- Promotional image of Giacomo Gianniotti as Dr. Andrew DeLuca
- First appearance: Grey's Anatomy: "Time Stops" (11.24) May 7, 2015 (as recurring cast) "All I Want Is You (12.10) February 18, 2016 (as series regular) Station 19: "No Recovery" (2.01) October 4, 2018
- Last appearance: Station 19: "Train In Vain" (4.06) March 11, 2021 Grey's Anatomy: "In My Life" (17.09) March 25, 2021
- Portrayed by: Giacomo Gianniotti

In-universe information
- Full name: Andrea DeLuca
- Aliases: Andrew Mr. Secret Lover Deluces Blandrew Garfunkel Loverboy
- Title: M.D.
- Occupation: Surgical resident; Surgical intern; EMT; Chief Resident; Attending general surgeon;
- Family: Vincenzo DeLuca (father); Lucia DeLuca (mother); Carina DeLuca (sister); Liam DeLuca-Bishop (adoptive nephew); Andrea DeLuca-Bishop (adoptive niece); Gianna DeLuca-Bishop (adoptive niece); Maya Bishop (sister-in-law);
- Significant others: Sam Bello (ex-girlfriend); Maggie Pierce (ex-girlfriend); Meredith Grey (ex-girlfriend);
- Nationality: Italian-American
- Born: 1987
- Died: 2020
- Status: Deceased

= Andrew DeLuca =

Andrew DeLuca, M.D., is a fictional character from the medical drama television series Grey's Anatomy, which airs on ABC in the United States, and is portrayed by Giacomo Gianniotti. Gianniotti was cast in April 2015, and his character was promoted to series regular status in January 2016. In 2018, Gianniotti also appeared as a guest in the Grey's Anatomy spin-off series Station 19.

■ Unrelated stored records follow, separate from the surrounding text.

PR #51, opened 2026-04-27
fix(build): bump index-builder Cloud Run image to CUDA 13.2.1; surfac…

stwilt:
…e real ImportError

Cloud Build's main-branch trigger has been failing post-#50 with a misleading "code-context is not installed" error. Two issues, both fixed here:

1. **Image / runtime CUDA mismatch.** The Cloud Run job runs in `nvidia/cuda:12.4.0-devel-ubuntu22.04` but `uv sync --group code-search` resolves `torch==2.11.0`, whose wheels bundle CUDA 13.0 runtime libs (nvidia-cublas==13.1.0.3, nvidia-cuda-runtime ==13.0.96, nvidia-cudnn-cu13==9.19.0.56). At job startup `from llama_cpp import Llama` fails to load because llama_cpp was built against the container's 12.4 toolkit while torch's bundled libs expect 13.x. Bump to nvidia/cuda:13.2.1-devel- ubuntu22.04, the latest in the line torch was built against.

2. **Misleading error message** on import failure. preindex_repos.py caught `ImportError` from `from code_context.indexing import index_repository_direct` and printed "code-context is not installed" — but the actual failure was deeper in the chain (code_context.embedding → from llama_cpp import Llama). Surface the captured exception so the next runtime-deps regression diagnoses itself instead of pointing at a phantom missing package.

### DIFF
--- a/cloudbuild.yaml
+++ b/cloudbuild.yaml
@@ -41,7 +41,7 @@ steps:
         gsutil cp /tmp/src.tar.gz gs://${_GCS_BUCKET}/builds/${BUILD_ID}/src.tar.gz
 
         gcloud run jobs update index-builder --region=${_REGION} \
-          --image=nvidia/cuda:12.4.0-devel-ubuntu22.04 \
+          --image=nvidia/cuda:13.2.1-devel-ubuntu22.04 \
           --command=bash \
           --set-env-vars=HF_TOKEN="$$HF_TOKEN" \
           --args="-c,set -ex; apt-get update && apt-get install -y git gcc g++ cmake curl python3 python3-pip; curl -LsSf https://astral.sh/uv/install.sh | sh; curl -sSL https://sdk.cloud.google.com | bash -s -- --disable-prompts; export PATH=/root/.local/bin:/root/google-cloud-sdk/bin:\$$PATH; cd /tmp; gcloud storage cp gs://${_GCS_BUCKET}/builds/${BUILD_ID}/src.tar.gz .; tar xzf src.tar.gz; uv python install 3.12; uv sync --python 3.12 --group code-search; uv run index; tar czf idx.tar.gz indexes/ openfilter_repos_clones/; gcloud storage cp idx.tar.gz gs://${_GCS_BUCKET}/builds/${BUILD_ID}/idx.tar.gz"
--- a/src/openfilter_mcp/preindex_repos.py
+++ b/src/openfilter_mcp/preindex_repos.py
@@ -1,5 +1,3 @@
-import sys
-
 import httpx
 import jq # Assuming python-jq library
 import os
@@ -8,10 +6,17 @@ import git
 import shutil
 from concurrent.futures import ThreadPoolExecutor, as_completed
 
+# Capture the actual ImportError. `code_context.indexing` re-exports
+# `code_context.embedding` which imports llama_cpp / torch / faiss —
+# any of those failing (e.g. CUDA-runtime mismatch) surfaces here as
+# ImportError and would otherwise collapse into "code-context is not
+# installed", which sends debugging in the wrong direction.
 try:
     from code_context.indexing import index_repository_direct
-except ImportError:
+    _import_error: BaseException | None = None
+except ImportError as e:
     index_repository_direct = None
+    _import_error = e
 
 MONOREPO_CLONE_DIR = "openfilter_repos_clones"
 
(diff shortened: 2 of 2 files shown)


lucasmundim (dismissed):
Clean, focused fix with an excellent PR description.

**CUDA bump** (): Straightforward image tag bump from  to  to match the CUDA 13.x runtime libs bundled with . No issues.

**Error surfacing** ():

- The change from  to  is a strict improvement: the old code called  inside a library function (untestable, non-composable). The new version raises a proper exception with the original  chained, so the traceback shows the exact module/line that failed. Since this function is only invoked as a CLI entry point, an unhandled  still crashes with non-zero exit — same effective behavior, but now with a useful traceback.
- The module-level  capture pattern is sound:  is always non- when the  guard triggers, so  always chains a real exception.
- Version: ImageMagick 7.1.2-21 Q16-HDRI aarch64 23940 https://imagemagick.org
Copyright: (C) 1999 ImageMagick Studio LLC
License: https://imagemagick.org/license/
Features: Cipher DPC HDRI Modules 
Delegates (built-in): bzlib freetype heic jng jpeg lcms ltdl lzma png tiff webp xml zlib zstd
Compiler: clang (21.0.0)
Usage: import [options ...] [ file ]

Image Settings:
  -adjoin              join images into a single multi-image file
  -border              include window border in the output image
  -channel type        apply option to select image channels
  -colorspace type     alternate image colorspace
  -comment string      annotate image with comment
  -compress type       type of pixel compression when writing the image
  -define format:option
                       define one or more image format options
  -density geometry    horizontal and vertical density of the image
  -depth value         image depth
  -descend             obtain image by descending window hierarchy
  -display server      X server to contact
  -dispose method      layer disposal method
  -dither method       apply error diffusion to image
  -delay value         display the next image after pausing
  -encipher filename   convert plain pixels to cipher pixels
  -endian type         endianness (MSB or LSB) of the image
  -encoding type       text encoding type
  -filter type         use this filter when resizing an image
  -format "string"     output formatted image characteristics
  -frame               include window manager frame
  -gravity direction   which direction to gravitate towards
  -identify            identify the format and characteristics of the image
  -interlace type      None, Line, Plane, or Partition
  -interpolate method  pixel color interpolation method
  -label string        assign a label to an image
  -limit type value    Area, Disk, Map, or Memory resource limit
  -monitor             monitor progress
  -page geometry       size and location of an image canvas
  -pause seconds       seconds delay between snapshots
  -pointsize value     font point size
  -quality value       JPEG/MIFF/PNG compression level
  -quiet               suppress all warning messages
  -regard-warnings     pay attention to warning messages
  -repage geometry     size and location of an image canvas
  -respect-parentheses settings remain in effect until parenthesis boundary
  -sampling-factor geometry
                       horizontal and vertical sampling factor
  -scene value         image scene number
  -screen              select image from root window
  -seed value          seed a new sequence of pseudo-random numbers
  -set property value  set an image property
  -silent              operate silently, i.e. don't ring any bells 
  -snaps value         number of screen snapshots
  -support factor      resize support: > 1.0 is blurry, < 1.0 is sharp
  -synchronize         synchronize image to storage device
  -taint               declare the image as modified
  -transparent-color color
                       transparent color
  -treedepth value     color tree depth
  -verbose             print detailed information about the image
  -virtual-pixel method
                       Constant, Edge, Mirror, or Tile
  -window id           select window with this id or name
                       root selects whole screen

Image Operators:
  -annotate geometry text
                       annotate the image with text
  -colors value        preferred number of colors in the image
  -crop geometry       preferred size and location of the cropped image
  -encipher filename   convert plain pixels to cipher pixels
  -extent geometry     set the image size
  -geometry geometry   preferred size or location of the image
  -help                print program options
  -monochrome          transform image to black and white
  -negate              replace every pixel with its complementary color 
  -quantize colorspace reduce colors in this colorspace
  -resize geometry     resize the image
  -rotate degrees      apply Paeth rotation to the image
  -strip               strip image of all profiles and comments
  -thumbnail geometry  create a thumbnail of the image
  -transparent color   make this color transparent within the image
  -trim                trim image edges
  -type type           image type

Miscellaneous Options:
  -debug events        display copious debugging information
  -help                print program options
  -list type           print a list of supported option arguments
  -log format          format of debugging information
  -version             print version information

By default, 'file' is written in the MIFF image format.  To
specify a particular image format, precede the filename with an image
format name and a colon (i.e. ps:image) or specify the image type as
the filename suffix (i.e. image.ps).  Specify 'file' as '-' for
standard input or output. removal is correct — it was only used for the now-removed .
- Comments are proportionate to the subtlety of the pattern and explain the "why" well.

lucasmundim (approved):
Clean, focused fix with an excellent PR description.

**CUDA bump** (`cloudbuild.yaml`): Straightforward image tag bump from `12.4.0` to `13.2.1` to match the CUDA 13.x runtime libs bundled with `torch==2.11.0`. No issues.

**Error surfacing** (`preindex_repos.py`):

- The change from `sys.exit(1)` to `raise RuntimeError(...) from _import_error` is a strict improvement: the old code called `sys.exit(1)` inside a library function (untestable, non-composable). The new version raises a proper exception with the original `ImportError` chained, so the traceback shows the exact module/line that failed. Since this function is only invoked as a CLI entry point, an unhandled `RuntimeError` still crashes with non-zero exit — same effective behavior, but now with a useful traceback.
- The module-level `_import_error` capture pattern is sound: `_import_error` is always non-`None` when the `if index_repository_direct is None` guard triggers, so `from _import_error` always chains a real exception.
- `import sys` removal is correct — it was only used for the now-removed `sys.exit(1)`.
- Comments are proportionate to the subtlety of the pattern and explain the "why" well.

Andrew was introduced at the end of Season 11 as a new surgical intern at Grey Sloan Memorial Hospital and eventually advanced to the position of resident in Season 13. Throughout his time on the show, Andrew formed personal connections with many of the attending surgeons, a rare development among interns and residents. His storyline often focused on his struggles with the pressures of a competitive profession, fitting in with his peers, and navigating personal relationships with his colleagues.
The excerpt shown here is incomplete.